New York Becomes First State to Ban Bots That Scrape News Sites

TryingToBeGood@reddthat.com · 18 hours ago

New York Becomes First State to Ban Bots That Scrape News Sites

Zarxrax@lemmy.world · 15 hours ago

Inaccurate headline. The bill doesn’t ban web scraping, it just requires that bots accurately identify themselves through the user agent string, and maybe some additional requirements to disclose the purpose of scraping the data.

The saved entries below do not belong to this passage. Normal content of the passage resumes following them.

PR #1817, opened 2015-12-14
Cleanup library setup

TheMarex:
Removes unneeded code and uses C++11 idioms.


library/osrm.hpp
```diff
@@ -49,9 +49,9 @@ class OSRM
     std::unique_ptr<OSRM_impl> OSRM_pimpl_;
 
   public:
-    explicit OSRM(libosrm_config &lib_config);
+    explicit OSRM(LibOSRMConfig lib_config);
```
daniel-j-h: If you take `LibOSRMConfig` by value here it can not be an [incomplete type](http://en.cppreference.com/w/cpp/language/type#Incomplete_type). If you instead take it by const-ref, you can simply forward-declare `LibOSRMConfig` above, and then remove the appropriate include, keeping this header clean by breaking dependencies.

library/osrm_impl.cpp
```diff
@@ -171,11 +159,11 @@ void OSRM_impl::increase_concurrent_query_count()
 }
 
 // proxy code for compilation firewall
-OSRM::OSRM(libosrm_config &lib_config) : OSRM_pimpl_(osrm::make_unique<OSRM_impl>(lib_config)) {}
+OSRM::OSRM(LibOSRMConfig lib_config) : OSRM_pimpl_(osrm::make_unique<OSRM_impl>(std::move(lib_config))) {}
```
daniel-j-h: You need to define the special member functions in the implementation file.

See discussion over at https://github.com/mapbox/mapbox-gl-native/issues/3254#issuecomment-164055377

PR #1818, opened 2015-12-15
A side_road tag support for the OSRM car profile.

gardster:
This PR adds support for the side_road tag. http://wiki.openstreetmap.org/wiki/Key:side_road
Without this processing the router tends to use these roads instead of main roads.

deliriousdreams@fedia.io · 12 hours ago

And there’s a fine if the company doesn’t comply which is basically now gonna be considered the cost of doing business

toiletobserver@lemmy.world · 18 hours ago

How will they enforce it? Pretty please?

TryingToBeGood@reddthat.com · 18 hours ago

The New York measure defines a stealth crawler as any software that retrieves, scrapes or otherwise accesses a website, including AI agents. Under the bill, the attorney general’s office would be able to sue companies that fail to disclose such activity. Violations could net civil penalties of up to $15,000 per day.

🤔

Pika@sh.itjust.works · 17 hours ago

“This website or search engine is not designed for the state of new york” I assume is going to be a disclaimer we will be seeing soon.

pelespirit@sh.itjust.works · 17 hours ago

Soooo, that means archive.is too. This fucking sucks.

XLE@piefed.social · edit-2 15 hours ago

I hope those tools are exempt because, just like a browser, they respond only to specific commands issued by a human user. They don’t “crawl” pages in the way we describe bots that jump from page to page.

Prove_your_argument@piefed.social · 15 hours ago

Isn’t there something like 340 news sites that actively block them already?

toiletobserver@lemmy.world · 17 hours ago

Thanks, that becomes the cost of doing business. Harumph.

AceFuzzLord@lemmy.zip · 17 hours ago

The only bots I hope gets exempt are Internet Archive bots. Only bots I support.

Rob T Firefly@lemmy.world · 14 hours ago

The article is about “stealth bots” that don’t identify themselves as such. The Internet Archive bots have always been clearly identifiable.

rob200@retrofed.com · 15 hours ago

Realistically what good would it do once you already had scraped the pattern of news sites it’s already over. All this is doing in actuality is preventing new start ups from competing in the ai space. so really this is the fastest enshitification world record of a medium. Whether you like or hate ai this is actually an enshitification of it. ( I hate ai.)

nullspace@lemmy.world · 14 hours ago

I’m guessing it’s to eliminate the issue of a site not getting clicks because the article you were about to read is already summarized for you. It also opens the door for revenue negotiations for allowing their content to be scraped for that purpose, as the scraper bots would now be identified.

Pika@sh.itjust.works · 17 hours ago

Honestly, I would love if forced ident was required. but archival services need a hard exemption from being blocked as well.

tangeli@piefed.social · 17 hours ago

Why only news sites?

Any bot that ignores robots.txt should be banned.